03/12/2025
By Danielle Fretwell
Candidate Name: Mihriye Doga Tekbas
Degree: Doctoral
Defense Date: Monday, March 24, 2025
Time: 11 a.m. – 1 p.m.
Location: Ball Hall, Room 302
Committee:
Advisor: Hsi-Wu Wong, Associate Professor, Department of Chemical Engineering, University of Massachusetts Lowell
Committee Members*
1. Wei Fan, Professor, Department of Chemical Engineering, University of Massachusetts Amherst
2. Dongming Xie, Associate Professor, Department of Chemical Engineering, University of Massachusetts Lowell
3. Grace Chen, Associate Professor, Department of Plastics Engineering, University of Massachusetts Lowell
Brief Abstract:
The production of alternative fuels and renewable chemicals from waste biomass and plastics is projected to grow in the coming decades due to increasing energy demand and the environmental impact of fossil fuels. Pyrolysis, a thermochemical decomposition process conducted in the absence of oxygen, presents a promising and cost-effective pathway to convert organic waste materials into liquid oil, syngas, and char. However, large-scale implementation of pyrolysis faces key challenges, including non-selective product distributions and limited understanding of the reaction engineering principles at the molecular level. Addressing the detailed, mechanistic interplay between mass transfer and chemical kinetics in the pyrolysis of waste macromolecules is crucial to overcoming these barriers.
This dissertation aims to shed light on these couplings, using high-density polyethylene (HDPE) and cellulose as model plastic and biomass waste compounds, respectively. Three distinct macromolecular pyrolysis systems are investigated. First, the competition between the evaporation of HDPE-derived pyrolysis products and their further decomposition is explored under varying reaction pressures. Our results reveal that reaction pressure significantly influences this competition, and the dimensionless Damköhler (Da) number effectively characterizes whether the process is limited by chemical kinetics or mass transfer. This work establishes a quantitative framework for controlling product distributions by tuning reaction pressure. Second, the presence of a second macromolecule, such as molten plastics or lignin, during cellulose fast pyrolysis is studied. It is revealed that the presence of the secondary molten phase affects cellulose-derived pyrolysis products by inhibiting the escape (evaporation or thermal injection) of large molecules, leading to their further decomposition. Additionally, functional groups within the secondary molten phase induce noncovalent interactions, which either catalyze or inhibit specific reaction pathways during cellulose pyrolysis. Third and the final section of this dissertation examines the use of zeolite catalysts to selectively tune HDPE pyrolysis. A novel aluminosilicate zeolite (ZEO-1), characterized by intersecting three-dimensional pores of varying sizes, high surface area, and exceptional thermal stability (up to 1000°C), is tested. Results indicate that system pressure and zeolite framework can be leveraged to optimize product selectivity, offering a tunable approach to enhancing the yields of valuable hydrocarbon products.

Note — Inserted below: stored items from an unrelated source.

PR #212, opened 2023-09-21
Add support for multi-payload-unit h264 frames

harryz2000:


src/h264/h264.h
```diff
@@ -285,6 +285,62 @@ class H264PictureParameterSet
 	bool			redundant_pic_cnt_present_flag = false;
 };
 
+class H264SliceHeader
+{
+public:
+	H264SliceHeader(const H264SeqParameterSet& sps) : sps(sps)
```
murillo128, line 291: pass the SPS as param to the Decode instead

src/h264/h264.h
```diff
@@ -285,6 +285,62 @@ class H264PictureParameterSet
...
+	{
+	}
+
+	bool Decode(const BYTE* buffer,DWORD bufferSize)
+	{	
+		BitReader r(buffer, bufferSize);
+		
+		[[maybe_unused]] auto firstMbInSlice = ExpGolombDecoder::Decode(r); CHECK(r);
```
murillo128, line 299: Add `firstMBInSlice` and the other decoded properties as attributes to the class and add getters for it

src/h264/h264.h
```diff
@@ -285,6 +285,62 @@ class H264PictureParameterSet
...
+	}
+	
+	inline bool IsFrameEnd() const
+	{
+		return frameEnd;
+	}
+	
+private:
+	const H264SeqParameterSet& sps;
+	bool frameEnd = false;
```
murillo128, line 341: We may want to reuse this class for other stuff  so I would prefer this class as data only and use the spec name `bottomFieldFlag` for the attribute instead of `frameEnd`.

murillo128 (changes requested):
lgtm, just some minor editorial changes

src/h264/H26xPacketizer.h
```diff
@@ -19,9 +19,11 @@ class H26xPacketizer : public RTPPacketizer
 	H26xPacketizer(VideoCodec::Type codec);
 	virtual std::unique_ptr<MediaFrame> ProcessAU(BufferReader& payload);
 
+	void resetFrame();
```
murillo128, line 22: Make the first `r` upper case

src/h264/h264.h
harryz2000: Done

src/h264/h264.h
harryz2000: Done.

src/h264/H26xPacketizer.h
harryz2000: Done

murillo128 (approved):
lgtm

This dissertation provides a fundamental understanding of the reaction engineering principles governing macromolecule pyrolysis, contributing to the future scale-up and commercialization of pyrolysis technologies. Additionally, it supports advancements in sustainability and circular economy strategies by presenting pathways to optimize pyrolysis for improved utilization of biomass and plastic waste.